Once Article 50 is put into motion, the U.K. and EU will be on a two-year timetable, unless an extension is approved, for completing the severing of membership. A separate and parallel discussion could take place to renegotiate trade terms between the EU and the U.K., Kenneth Armstrong, professor of law at the University of Cambridge, told MarketWatch. Hammering out fresh trade terms could take several years.

Scottish Veto

Nicola Sturgeon seeks to protect Scotland’s place in EU:    This is seen as an even more unlikely outcome. But Scotland First Minister Nicola Sturgeon argues that the Scotland Act 1998 gives the country’s semiautonomous parliament the authority to reject the U.K. vote (Scottish voters solidly favored remaining in the EU). Experts point out that this is an interpretation of the act and that as a sovereign nation, the U.K. should be able to do whatever it wants, including moving forward with Brexit, said Skoutaris.

“The Scottish Parliament can make things difficult, but legally it can’t block Brexit,” said Featherstone.

 

Economic Shock leads to BREXIT Rethink

   A complete economic shock that plays into the narrative espoused by the “remain” camp could potentially set in stage a process that would derail the move toward Brexit.

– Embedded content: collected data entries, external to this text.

PR #11505, opened 2026-01-10
[SUSPENDED] Attempt to stop OBs landing in unbreakable walls.

realforest2001:
# About the pull request

In theory, this will allow the OB cannon to reroll offsets a little bit to prevent it landing inside a solid wall that it cannot break.

It sucks having the OB just vanish because of offset RNG placing it inside a cavern wall for no reason.

<details>

</details>

# Changelog
:cl:
add: OB cannon now checks if walls are unbreakable and if it cannot locate a better tile, it will fail.
/:cl:

### DIFF
--- a/code/modules/cm_marines/orbital_cannon.dm
+++ b/code/modules/cm_marines/orbital_cannon.dm
@@ -28,6 +28,9 @@ GLOBAL_LIST(ob_type_fuel_requirements)
 	COOLDOWN_DECLARE(ob_chambering_cooldown) //cooldown for chambering the gun
 	var/chamber_cooldown_time = 250 SECONDS
 
+	var/failed_launch = FALSE
+	var/failed_attempts = 0
+
 /obj/structure/orbital_cannon/New()
 	..()
 	if(!GLOB.almayer_orbital_cannon)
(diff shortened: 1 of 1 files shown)


code/modules/cm_marines/orbital_cannon.dm
```diff
@@ -205,11 +208,40 @@ GLOBAL_LIST_EMPTY(orbital_cannon_cancellation)
...
+	var/offset_x = (inaccurate_fuel + 1) * round(rand(-3,3), 1)
+	var/offset_y = (inaccurate_fuel + 1) * round(rand(-3,3), 1)
+	var/target_x = clamp(target_tile.x + offset_x, 1, world.maxx)
+	var/target_y = clamp(target_tile.y + offset_y, 1, world.maxy)
+
+	var/turf/target_turf = locate(target_x, target_y, target_tile.z)
+	if(target_turf.turf_flags & TURF_HULL)
+		failed_attempts++
+		if(failed_attempts < 3)
+			return get_offset_turf(target_tile)
```
Drulikar, line 222: Trying the same turf multiple times isn't going to do anything unless you have misfuel.

If you just want HE OBs reliable, you should have OBs either always work regardless of target (e.g. an explosion that ignores density) or expand the search out here a bit: https://github.com/cmss13-devs/cmss13/blob/b7461b73c45b80bdd44018657ce90e5a5941b242/code/modules/cm_marines/orbital_cannon.dm#L490-L492

Also keep in mind if you're doing a large search you need to use this instead:
https://github.com/cmss13-devs/cmss13/blob/b7461b73c45b80bdd44018657ce90e5a5941b242/code/__DEFINES/turfs.dm#L11-L12
orange because center was already checked.

Drulikar: Also if it's made significantly larger, you're going to need to sort the list by distance else it's going to favor the bottom left

fira:
This is already kind of implemented in HE Shells, see /obj/structure/ob_ammo/warhead/explosive/warhead_impact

In this case, the vox populi could compel the government to rethink Brexit on the grounds that it could lead to a long-term destabilization of the U.K. economy. Worries about Britain’s economy are certainly in focus. On Monday, ratings firm Standard & Poor’s Global Ratingsstripped the U.K. of its pristine AAA credit rating, citing “less predictable, stable, effective policy framework.” And the British pound  continued to free fall, tumbling to a 31-year low below $1.32 on Monday.

 

Brexit-lite

Partial or associate membership.

The U.K. could strike a fresh deal with the EU that could reframe its relationship with Europe’s trading bloc. Skoutaris says that this could look very similar to the reshaped relationships between the EU and Norway and Iceland. As an article in The Telegraph noted, the so-called Norwegian model “would fulfill many key Leave demands. Britain would be free of Brussels bureaucracy, and free from the stifling effects of the EU’s Common Fisheries and Agricultural Policies. We would remain a participant in the single market, without any of the trappings of political union.” By all practical purposes, this is still a Brexit.

 

A Second Referendum

A woman reads a newspaper on the underground in London with a 'vote remain' advert for the BREXIT referendum:    

This is a variation on the previous scenario.

The Financial Times’s Gideon Rachman makes the case that the EU could make concessions to keep the U.K. in the EU warranting a second referendum. He draws parallels to referendums by Denmark, which voted to reject the Maastricht Treaty in the early 1990s and Ireland, which voted to reject the Nice treaty in 2001. Rachman also argues that one of the “leave” camp’s most prominent personalities, Boris Johnson, has been campaigning for an exit as gambit toward grabbing the PM seat and may change his tune once he’s won it.

A petition for a new referendum already has received millions of signatures, but at this point might be futile. That could change if the matter becomes more hotly debated. The U.K. government is in disarray with Cameron’s resignation leaving the Conservative Party rudderless and the Labour Party, led by Jeremy Corbyn facing outright insurrection.

Whatever, the outcome the markets likely are in store for a long and volatile slog. The Dow Jones Industrial Average has dropped nearly 900 points over the past two trading sessions and the S&P 500 index barely closed above 2,000, as the implications of Brexit continued to wreak havoc.

“This is one of the biggest shocks of my life to see that there is a Brexit,” said Skoutaris, who hails from Greece.